PR #2979, opened 2017-09-28
Remove most of sitealias.inc.

greg-1-anderson:


greg-1-anderson:
Looks like drupal-directory is still using the old site alias path resolver, removed in this PR. Shouldn't be too hard to update that to use the new APIs already in use in the rsync command.

PR #2980, opened 2017-09-28
Test Drupal 8.4.x and 8.5.x.

greg-1-anderson:


weitzman:
LGTM

greg-1-anderson:
Still not sure if we should merge this or not. Since these are the primary versions we support right now, it makes sense to prioritize testing on these versions. On the other hand, it might also be nice to catch breakage with 8.3.

Pausing to think what our coverage should be. At the moment I think 8.3 + 8.4 might be better. Or maybe split the difference and do 8.3 + 8.5 for a while, then switch to 8.4 + 8.5.

greg-1-anderson:
It's past time to revisit this PR.  Now that 8.4.0 is stable, our tests are testing 8.4.x twice.  If we merge this PR, then we will be testing ^8.4 stable and 8.5.x-dev.  Included in this PR is an unused composer-lowest for testing 8.3.7.

PR #3149, opened 2017-11-06
Add DrushConfig class with accessors for common keys

weitzman:


greg-1-anderson:
Instead of `DrushConfig::tmp();`, we should use `Drush::config()->tmp();` & c.

This would allow folks who are using dependency injection access to the convenience functions. Static classes should be provided to make it faster to port code that isn't using DI yet; we shouldn't encourage folks to use static classes over DI.

greg-1-anderson:
Our config object is instantiated here:
https://github.com/drush-ops/drush/blob/9.0.0-beta8/src/Config/ConfigLocator.php#L96

Just create a DrushConfig instance (non-static) here instead. Make DrushConfig extend ConfigOverlay, and add all the accessors you want.  DI will happen as it currently does, and all of the accessors will be available.

weitzman:
Good idea. I've updated the PR. A few thoughts.

1. Should the new class be called Config or DrushConfig. I think Config is slightly better.
1. I changed the Doxygen for Drupal::config() to return DrushConfig so that the new accessors show up for completion. OK?
1. $this->getConfig() is type hinted for ConfigInterface so they new accessors are not shown in auto-complete. Just accept that?
1. Commands wishing to use this now have to become ConfigAware. Seems OK.

greg-1-anderson:
>1. Should the new class be called Config, ConfigOverlay, or DrushConfig?

DrushConfig seems best to me.

>2. I changed the Doxygen for Drupal::config() to return DrushConfig so that the new accessors show up for completion. OK?

Sounds great.

>3. $this->getConfig() is type hinted for ConfigInterface so the new accessors are not shown in IDE auto-complete. Just accept that? We have same problem with the DrupalBoot classes that extend a simpler BaseBoot.

Since there is only one kind of Config object in all of Drush, we could create `interface DrushConfigAwareInterface extends ConfigAwareInterface`, and typehint getConfig() to DrushConfig.  I don't think we would need to make a `DrushConfigAwareTrait` if we did this, but maybe we would.  Not sure if it's worth doing or not. Doesn't seem like so much extra overhead, and the IDE completion is valuable.

I'd rather keep BaseBoot as it is, though. I still have the aspirational goal of supporting multiple boot classes in the bootstrap manager. There are fewer clients who will need to call methods of the boot object, and these should only be calling methods in the interface. Otherwise the generalization won't work, e.g. if we need a new boot for Drupal 9.

>4. Commands wishing to use this now have to become ConfigAware. Seems OK.

Yeah, just use where needed. I think it's better to make commands declare what they use, and only add interfaces to DrushCommands that are required for all commands.

weitzman:
I made a made a DrushConfigAwareInterface and changed a bunch of classes to use it. I did not add a new Trait yet.

Unfortunately, this hasn't helped with IDE autocomplete of `$this->getConfig()->`. I think the IDE is using the @return from \Robo\Common\ConfigAwareTrait::getConfig which points to regular Config, not DrushConfig. So my reading is that we do need to create a new DrushConfigAwareTrait. I think [this SO answer](https://stackoverflow.com/a/37687295) shows how I would reuse all but one method from ConfigAwareTrait.

greg-1-anderson:
If the IDE is using the implementation in the trait over the declaration in the interface, then maybe we don't need the interface. I'd try both first to see how the IDE reacts, then try taking out the interface and see if it still works. Kind of a bummer that it does not respect the annotation in the interface, as it's a little less convenient to make a trait that overrides another trait (as your link above shows).

If we added ConfigAwareTrait to DrushCommand, then we could simply override `getConfig()` in DrushCommand, as PHP trait methods can be overridden by the command that `use`s them. Despite this convenience, I don't think that we should add ConfigAwareTrait to DrushCommand. I'm willing to be flexible on this point if you think most commands are going to need it.

weitzman:
I ran the experiment. Here is the autocomplete success rate.

1. 👎  Just the interface
1. 👍  Both interface and trait: 
1. 👍  Just the trait

I'm worried about the developer complexity that comes along with conditional rules like "When you need to access config, use DrushConfigAwareTrait but dont implement any interface. Or, implement DrushConfigAwareTrait with ConfigAwareInterface. Or, we make a "useless" DrushConfigAwareInterface just to match the trait.

All in all, I'm leaning toward your proposal to implement ConfigAwareInterface in DrushCommands. Its terrific from a DX perspective, with relatively little "bloat" for commands that dont need Config.

greg-1-anderson:
I'm fine with just adding DrushConfigAwareTrait to DrushCommands. Then derived commands don't need to worry about which trait to implement.

src/Commands/DrushCommands.php
```diff
@@ -47,6 +50,16 @@ protected function io()
     }
 
     /**
+     * Overrides same method in ConfigAwareTrait in order to provide a
+     * DrushConfig as return type. Helps with IDE completion.
+     *
+     * @return \Drush\Config\DrushConfig
```
weitzman: Pushed a commit which adds ConfigAware to DrushCommands. Everything works, except autocomplete! I feel like I'm learning via self flaggelation. 

Is there anything more I should be doing in in DrushCommands::getConfig or elsewhere.

greg-1-anderson: Maybe the IDE does not agree that you can override trait methods in classes (even though php itself seems to be of the mind that this is okay).  Do the use-trait-with-renamed-method trick, as if you were overriding one trait with another (move the parent getConfig out of the way) and see if that helps.

I'd say this is an IDE bug, but we should work around it if possible.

━━━━

Problem to work on - How many lines in the entries above include the string "return"? Answer with the number only.

The answer - 5